A reference to KGB archivist Vasili Mitrokhin to give an idea of Russian involvement in India is the key component of the movie plot. But Agnigotri may have to make another movie to do justice to the Mitrokhin Files. However, the Metrokihn Files reference backs up many of the claims made by the former KGB spy Yuri Bezmenov. Bezmenov famously uses the word ‘useful idiots’ to describe the ‘intellectuals’ who were doped by the KGB without much pretense to it.
The movie also makes a brief reference to Netaji Sabhas Chandra Bose. PM Shastri wanted to set up an inquiry to look into the disappearance of Netaji. A Congress functionary had told this to the Khosala Commission. The Commission was set up to investigate the mysterious death of Netaji. Shastriji is said (by his son Sunil Shastri) to have met Netaji in Tashkent and he wanted to ‘speak’ to the people of India upon his return. The very thought that the two most intriguing deaths of modern India may have some connection is a reason enough to give anyone Goosebumps.

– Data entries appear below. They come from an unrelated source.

PR #430, opened 2020-07-09
api, file, netstore: add targets to query param on download path

santicomp2014:
This PR adds global pinning targets to the download path

Once the target is obtained from the query, then it's injected into the context for its use in netstore.get

Only the Get is being addressed for the time being.
The cmd join could also be added with a targets flag

Download with targets in curl/Browser
`localhost:8081/files/e49bcef241dc2e177ba05719330db67b39eafd060da426efdfb708bd45c24e22?targets=0x2222`


pkg/api/bytes.go
```diff
@@ -71,9 +72,15 @@ func (s *server) bytesGetHandler(w http.ResponseWriter, r *http.Request) {
 		jsonhttp.BadRequest(w, "invalid root chunk")
 		return
 	}
+	type targetsContextKey string
+	k := targetsContextKey("targets")
+
+	targets := r.URL.Query().Get("targets")
+	r = r.WithContext(context.WithValue(r.Context(), k, targets))
```
mortelli, line 79: it is good that you're not using the `string` type for the `WithValue` call, but a new type should not be defined inside of this function.

you can try something like:

```golang
type contextKey string

var (
    targetsContextKey = contextKey("targets")
)
```

alternatively, you can take a look at the `retrieval` and `tracing` packages which define context keys through the use of `struct` and maybe use this as inspiration.

pkg/api/file.go
```diff
@@ -206,11 +207,16 @@ func (s *server) fileDownloadHandler(w http.ResponseWriter, r *http.Request) {
 	}
 
 	toDecrypt := len(address.Bytes()) == (swarm.HashSize + encryption.KeyLength)
+	type targetsContextKey string
+	k := targetsContextKey("targets")
```
mortelli, line 211: duplicated code

pkg/netstore/netstore.go
```diff
@@ -35,6 +35,12 @@ func (s *store) Get(ctx context.Context, mode storage.ModeGet, addr swarm.Addres
 			// request from network
 			data, err := s.retrieval.RetrieveChunk(ctx, addr)
 			if err != nil {
+				// START RECOVERY PROCESS
+				/*
+					if targets := ctx.Value("targets"); targets != "" {
+						//TODO: ADD RECOVERY PROCESS HERE
+					}
+				*/
```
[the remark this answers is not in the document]
santicomp2014: I will condense, no need for this template.
Thanks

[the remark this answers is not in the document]
santicomp2014: Fixed

pkg/api/bytes.go
santicomp2014: Good point, 
I extracted this out of the function.
It can be used as a struct, no need to define as a string.

pkg/api/file.go
santicomp2014: Removed this, as it's declared globally

santicomp2014:
> Thanks for the PR, Santi!
> 
> A couple of things which I noticed:
> 
> * There is no test which validate that we can get the targets via `chunk_test.go`
 added a test for this specific case
> * You explicitly assign the targets to the context in functions  `bzzDownloadHandler` and `fileDownloadHandler`, but you are not doing this in the `chunkGetHandler`. Is getting targets supported on the `/chunks` API endpoint?
I thought we were going to use the fileDownloadHandler, but this is a good point, added the endpoint for this as well.
> * If anything, I would rather push for validating the global pinning logic asap. To do so, only support for one endpoint is needed. I think the `/chunks` endpoint is most important. We can add support for the other endpoints easily after we have validated the logic on the `/chunks` endpoint.

pkg/netstore/netstore.go
```diff
@@ -35,6 +35,7 @@ func (s *store) Get(ctx context.Context, mode storage.ModeGet, addr swarm.Addres
 			// request from network
 			data, err := s.retrieval.RetrieveChunk(ctx, addr)
 			if err != nil {
+				//TODO: INVOKE RECOVERY PROCESS, obtain targets thru ctx
```
Eknir, line 38: Could you print something here to the console (perhaps just a log-line), such that I can test out that this works manually?

pkg/api/chunk_test.go
```diff
@@ -118,6 +120,29 @@ func TestChunkUploadDownload(t *testing.T) {
...
+		if !bytes.Equal(validContent, data) {
+			t.Fatal("data retrieved doesnt match uploaded content")
+		}
+
+		// Check if the target is obtained correctly
+		if resp.Header.Get("Targets") != targets {
+			t.Fatal("Invalid Targets")
+		}
+
+	})
```
mortelli, line 145: do we really need to:
1. upload a chunk
2. download it
3. verify its data

just to check that targets are obtained correctly?

pkg/api/file_test.go
```diff
@@ -190,4 +190,79 @@ func TestFiles(t *testing.T) {
 		})
 	})
 
+	t.Run("upload-then-download-with-targets", func(t *testing.T) {
```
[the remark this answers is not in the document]
santicomp2014: good point, reduced to minimal expression, so the test is light and dry.

pkg/api/bytes_test.go
```diff
@@ -57,6 +58,21 @@ func TestBytes(t *testing.T) {
...
+			t.Fatal(err)
+		}
+
+		if !bytes.Equal(data, content) {
+			t.Fatalf("data mismatch. got %s, want %s", string(data), string(content))
+		}
+		if resp.Header.Get("Targets") != targets {
+			t.Fatalf("targets mismatch. got %s, want %s", resp.Header.Get("Targets"), targets)
+		}
+	})
```
mortelli, line 74: since the bytes download is already being tested separately, and this feature is about obtaining targets from a query parameter, i suggest the following:

```suggestion
	t.Run("download-with-targets", func(t *testing.T) {
		resp := request(t, client, http.MethodGet, resource+"/"+expHash+"?targets="+targets, nil, http.StatusOK)
		if resp.Header.Get("Targets") != targets {
			t.Fatalf("targets mismatch. got %s, want %s", resp.Header.Get("Targets"), targets)
		}
	})
```

i really don't see a need to download the chunk, let alone check that its content is correct (this is covered by `t.Run("download"...` anyways)

LMK what you think

pkg/api/chunk.go
```diff
@@ -140,5 +144,6 @@ func (s *server) chunkGetHandler(w http.ResponseWriter, r *http.Request) {
 		return
 	}
 	w.Header().Set("Content-Type", "binary/octet-stream")
+	w.Header().Set("Targets", targets)
```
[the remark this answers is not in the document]
mortelli: nice! i stand corrected :clap:

pkg/api/file_test.go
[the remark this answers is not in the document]
mortelli: this looks great now. thanks!

pkg/api/file_test.go
```diff
@@ -190,4 +191,23 @@ func TestFiles(t *testing.T) {
...
+		headers := make(http.Header)
+		headers.Add("Content-Type", "text/html; charset=utf-8")
+
+		jsonhttptest.ResponseDirectSendHeadersAndReceiveHeaders(t, client, http.MethodPost, fileUploadResource+"?name="+fileName, bytes.NewReader(simpleData), http.StatusOK, api.FileUploadResponse{
+			Reference: swarm.MustParseHexAddress(rootHash),
+		}, headers)
+
+		fileDownloadResource = func(addr string) string { return "/files/" + addr + "?targets=" + targets }
+
+		rcvdHeader := jsonhttptest.ResponseDirectCheckBinaryResponse(t, client, http.MethodGet, fileDownloadResource(rootHash), nil, http.StatusOK, simpleData, nil)
```
mortelli, line 206: just a small suggestion here, so that we don't have to redefine this func and the test can be condensed further:

```suggestion
		rcvdHeader := jsonhttptest.ResponseDirectCheckBinaryResponse(t, client, http.MethodGet, fileDownloadResource(rootHash)+"?targets="+targets, nil, http.StatusOK, simpleData, nil)
```

not a big deal though :+1:

pkg/api/chunk_test.go
```diff
@@ -118,6 +120,21 @@ func TestChunkUploadDownload(t *testing.T) {
...
+
+		// try to fetch the same chunk
+		resp := request(t, client, http.MethodGet, resourceTargets(validHash), nil, http.StatusOK)
+
+		// Check if the target is obtained correctly
+		if resp.Header.Get("Targets") != targets {
+			t.Fatalf("targets mismatch. got %s, want %s", resp.Header.Get("Targets"), targets)
+		}
+
+	})
```
mortelli, line 137: what do you think if we were to do something like this here?

```suggestion
	t.Run("retrieve-targets", func(t *testing.T) {
		resp := request(t, client, http.MethodGet, resourceTargets(validHash), nil, http.StatusOK)

		// Check if the target is obtained correctly
		if resp.Header.Get("Targets") != targets {
			t.Fatalf("targets mismatch. got %s, want %s", resp.Header.Get("Targets"), targets)
		}
	})
```

pkg/api/chunk_test.go
mortelli: are you sure we need to? 

please see my suggestion in the review down below, just my 2¢

pkg/api/bytes_test.go
santicomp2014: No need for verification, I will change it to this.

pkg/api/file_test.go
santicomp2014: condensed

santicomp2014: fixed

pkg/api/chunk_test.go
santicomp2014: I left it with this implementation

santicomp2014:
> the signature in the first place.
> 
> please amend, thanks.

amended binaries thanks for spotting this.
The `ctx` is being passed into `JoinReadAll`

pkg/netstore/netstore.go
acud: i think that we should not have `TODO`s in the form of logger debug lines. it is pretty straightforward that some functionality needs to be implemented and where. please don't merge this sort of stuff into `master`

pkg/api/bytes_test.go
```diff
@@ -57,6 +58,14 @@ func TestBytes(t *testing.T) {
 		}
 	})
 
+	t.Run("download-with-targets", func(t *testing.T) {
+		resp := request(t, client, http.MethodGet, resource+"/"+expHash+"?targets="+targets, nil, http.StatusOK)
+
+		if resp.Header.Get("Targets") != targets {
```
acud, line 64: this should be extracted to some package level const that defines the `Targets` header. also, `Targets` in the sphere of `HTTP` is very general. it would be better to have some application level header, such as `swarm-recovery-targets` or `swarm-repair-targets` or `swarm-targets` etc you get the point

pkg/api/file_test.go
```diff
@@ -190,4 +191,21 @@ func TestFiles(t *testing.T) {
...
+		fileName := "simple_file.txt"
+		rootHash := "19d2e82c076031ec4e456978f839472d2f1b1b969a765420404d8d315a0c6123"
+		headers := make(http.Header)
+		headers.Add("Content-Type", "text/html; charset=utf-8")
+
+		jsonhttptest.ResponseDirectSendHeadersAndReceiveHeaders(t, client, http.MethodPost, fileUploadResource+"?name="+fileName, bytes.NewReader(simpleData), http.StatusOK, api.FileUploadResponse{
+			Reference: swarm.MustParseHexAddress(rootHash),
+		}, headers)
+
+		rcvdHeader := jsonhttptest.ResponseDirectCheckBinaryResponse(t, client, http.MethodGet, fileDownloadResource(rootHash)+"?targets="+targets, nil, http.StatusOK, simpleData, nil)
```
acud, line 204: i'm not sure if i totally understand the point of this test. what exactly is being tested here? that the server returns the exact same parameter it was provided with in the query-string?

pkg/api/file_test.go
```diff
@@ -190,4 +191,21 @@ func TestFiles(t *testing.T) {
...
+
+		if rcvdHeader.Get("Targets") != targets {
```
acud, line 206: again - hardcoded header name string. please extract

santicomp2014: I resolved it, I replaced it a const in Api.
thanks for the input.

pkg/api/file_test.go
santicomp2014: The idea is to return the Targets to the client, in this case, `swarm-recovery-targets`

pkg/api/bytes_test.go
santicomp2014: I went for `swarm-recovery-targets`
Very good point indeed.
Fixed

The story of Shastri is more important for the millennials. Already two generations of Indians have grown up without knowing much about leaders beyond Gandhi-Nehru dynasty. Towering leaders like Tilak, Savarkar, Bose, Patel, Ambedkar, Shastri, Rajgopalachari, etc., have been relegated into virtual oblivion. As D.K, one of the moviegoers at the local cineplex in Chicago suburb of South Barrington told me: “Vivek Agnihotri does a remarkable job in bringing to the fore not just the death of a Prime Minister of a nascent Republic but also his memory and his life back in the consciousness of the Indian nation almost 53 years after his death.” His seldom known role as an economic reformer (he discontinued the socialist policies of Nehru) and a catalyst to India’s Green Revolution finds mention in the film. Despite being killed twice, as the film rightly proclaims, Vivek’s new venture ensures that Shastri’s legacy lives on, notwithstanding the unresolved mystery of his death.